Simple proof theory - Propositional Logic When addressing the questions, which are featured below, I use the following definition and two lemmas. 
Definition: $\phi$ is a tautology if $[[\phi]]_{v}=1$ for all valuations $v$. 
Moreover, $\models \phi $ stands for $\phi$ is a tautology.
Let $\Gamma$ be a set of propositions, then $\Gamma \models \phi$ if and only if for all $v$: ($[[\psi]]_{v}=1$ for all $\psi \in \Gamma$) $\implies [[\phi]]_{v}=1$.  
Lemma 1. $\phi_{1}, \dots, \phi_{n} \models \phi \iff [[\phi_{1}]] \land \dots \land [[\phi_{n}]] \leq [[\phi]] $ 
Proof sketch: This result follows immediately from the definition above.
Lemma 2.
 $\phi_{1}, \dots, \phi_{n}, \phi \models \psi \iff \phi_{1}, \dots, \phi_{n} \models \phi \to \psi$
Proof sketch: Use lemma 1 to transform the problem into $[[\phi_{1}]] \land \dots \land [[\phi_{n}]] \ $ Then, note that this form satisfy a Galois connection.
Now, here are the problems and my answer.

(a) For every set of formulas $\Gamma$, every formula $\phi$ and every formula $\psi$ we have that if $\Gamma \models \phi \land \psi$, then $\Gamma \models \phi$ and $\Gamma \models \psi$. 
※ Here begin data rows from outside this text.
PR #9225, opened 2024-09-09
MQE: Remove workaround copying spans

jhesketh:
With https://github.com/prometheus/prometheus/pull/14771 vendored in, we no longer need this workaround

Fixes #<issue number>

#### Checklist

- [ ] Tests updated.
- [ ] Documentation added.


pkg/streamingpromql/operators/instant_vector_selector.go
charleskorn, line 1: Don't we need to remove the workaround starting on line 102/103 as well?

jhesketh: Yes, I meant to do that, thanks.

charleskorn (approved):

True. We may interprete $[[\phi \land \psi]]=\min([[\phi]],[[\psi]])$ and so $\Gamma \leq \phi$ and $\Gamma \leq \psi$, which shows the proposition. 

(b) For every set of formulas $\Gamma$, every formula $\phi$ and every formula $\psi$ we have that if $\Gamma \models \phi \lor \psi$, then $\Gamma \models \phi$ or $\Gamma \models \psi$.
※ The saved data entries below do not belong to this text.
PR #9233, opened 2024-09-09
Add tool to upload a block to local development environment

charleskorn:
#### What this PR does

This PR adds a script that will upload a block to a local development environment for testing and debugging.

(none)

#### Checklist

- [n/a] Tests updated.
- [n/a] Documentation added.

### DIFF
--- a/development/tools/upload-block/upload-block.sh
+++ b/development/tools/upload-block/upload-block.sh
@@ -1,4 +1,5 @@
 #! /usr/bin/env bash
+# SPDX-License-Identifier: AGPL-3.0-only
 
 set -euo pipefail
 
--- a/development/tools/upload-block/upload-block.sh
+++ b/development/tools/upload-block/upload-block.sh
@@ -1,0 +1,45 @@
+#! /usr/bin/env bash
+
+set -euo pipefail
+
+TENANT="anonymous"
+
+function main() {
+  if [ "$#" -ne 1 ]; then
+    echo "Expected exactly one argument: the path to a block directory." >/dev/stderr
+    exit 1
+  fi
+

True (?). We may interprete $[[\phi \lor \psi]]=\max([[\phi]],[[\psi]])$ and so $\Gamma \models \phi \lor \psi$ really means $\Gamma \leq \text{max}([[\phi]],[[\psi]])$. Now, it is clear that for every instance, either $[[\Gamma]] \leq [[\phi]]$ or $[[\Gamma]] \leq [[\psi]]$, which, together with lemma 1, shows the claim.   
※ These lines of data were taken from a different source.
PR #9257, opened 2024-09-10
Add active series reloading annotation to Tenants dashboard

pr00se:
#### What this PR does

When active series are purged the counts are inaccurate until the idle timeout elapses. During this time, we stop exporting the active series counts, which can be jarring to encounter on the Tenants dashboard if you don't have the context for what is happening.

This PR adds an annotation to three panels on the Tenants dashboard that indicates when active series for the tenant are being reloaded, as indicated by the `cortex_ingester_active_series_loading` metric.

The panel IDs are currently hard-coded, which means it will break if we change the order in the dashboard 😢 but I couldn't think of a way to be more clever here, without rewriting a chunk of the jsonnet dashboard scaffolding.

SCR-20240910-ktia

Fixes n/a

#### Checklist
- [ ] Tests updated.
- [ ] Documentation added.


leizor (approved):
LGTM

(c) $P_{1} \land P_{2}, \neg P_{2} \models \neg P_{1}$

True (?). Combining lemma 2 and lemma 1 we see that the proposition really means $P_{1} \land P_{2} \leq P_{2} \lor \neg P_{1}$, which holds.   

(d) $\bot \models \phi$ for any formula $\phi$

True. This is a consequence of lemma 1.  

(e) $\phi \models \top$ for any formula $\phi$.

True. Again this is also a consequence of lemma 1.
Am I on the right track, or is there something wicked in the reasoning? Any feedback is very much appreciated.  
 A: *

*Lemma 1 should presumably read, given the earlier notation
$$\phi_{1}, \dots, \phi_{n} \models \phi \iff \forall v[[\phi_{1}]]_v \land \dots \land [[\phi_{n}]]_v \leq [[\phi]]_v$$

*You don't need to appeal to Galois connections to show Lemma 2. Indeed,  it goes exactly the other way about -- it is because we have Lemma 2 that we can go on to talk of a Galois connection here, with conjunction being left adjoint to conditionalization.

*What is $\Gamma \leq \phi$ supposed to mean? It is non-standard notation. You mean, I take it, that on every valuation, the minimum value taken by the wffs in $\Gamma$ is less than or equal to the value of $\phi$. So the justification for the (correct) answer needs phrasing better.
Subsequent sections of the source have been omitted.